### Input records
============
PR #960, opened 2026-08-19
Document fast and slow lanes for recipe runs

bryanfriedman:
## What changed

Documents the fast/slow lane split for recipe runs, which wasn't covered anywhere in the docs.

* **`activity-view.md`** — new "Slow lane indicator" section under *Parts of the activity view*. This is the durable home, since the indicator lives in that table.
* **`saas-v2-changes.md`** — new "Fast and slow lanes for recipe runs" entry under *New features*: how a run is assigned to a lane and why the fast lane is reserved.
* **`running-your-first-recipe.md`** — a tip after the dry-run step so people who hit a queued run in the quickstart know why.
============
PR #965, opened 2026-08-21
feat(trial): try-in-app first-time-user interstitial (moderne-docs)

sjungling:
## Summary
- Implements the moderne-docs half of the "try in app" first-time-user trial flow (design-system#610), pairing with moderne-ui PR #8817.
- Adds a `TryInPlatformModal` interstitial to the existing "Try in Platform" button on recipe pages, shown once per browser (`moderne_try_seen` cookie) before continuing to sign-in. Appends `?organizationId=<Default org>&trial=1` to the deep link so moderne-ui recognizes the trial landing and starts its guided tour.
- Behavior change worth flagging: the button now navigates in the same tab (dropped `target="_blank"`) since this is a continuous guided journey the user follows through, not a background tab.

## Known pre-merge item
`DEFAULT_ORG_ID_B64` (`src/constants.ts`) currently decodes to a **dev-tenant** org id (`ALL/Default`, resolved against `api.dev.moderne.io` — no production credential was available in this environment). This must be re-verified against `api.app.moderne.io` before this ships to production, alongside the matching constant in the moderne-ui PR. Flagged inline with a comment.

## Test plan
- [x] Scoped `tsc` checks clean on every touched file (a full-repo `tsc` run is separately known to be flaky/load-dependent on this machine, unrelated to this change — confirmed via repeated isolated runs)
============
In the listing above, locate the line containing "PR #960, opened 2026-08-19" and the line containing "quickstart know why.". Extract those two lines and every line between them, exactly as written, and only those.

PR #960, opened 2026-08-19
Document fast and slow lanes for recipe runs

bryanfriedman:
## What changed

Documents the fast/slow lane split for recipe runs, which wasn't covered anywhere in the docs.

* **`activity-view.md`** — new "Slow lane indicator" section under *Parts of the activity view*. This is the durable home, since the indicator lives in that table.
* **`saas-v2-changes.md`** — new "Fast and slow lanes for recipe runs" entry under *New features*: how a run is assigned to a lane and why the fast lane is reserved.
* **`running-your-first-recipe.md`** — a tip after the dry-run step so people who hit a queued run in the quickstart know why.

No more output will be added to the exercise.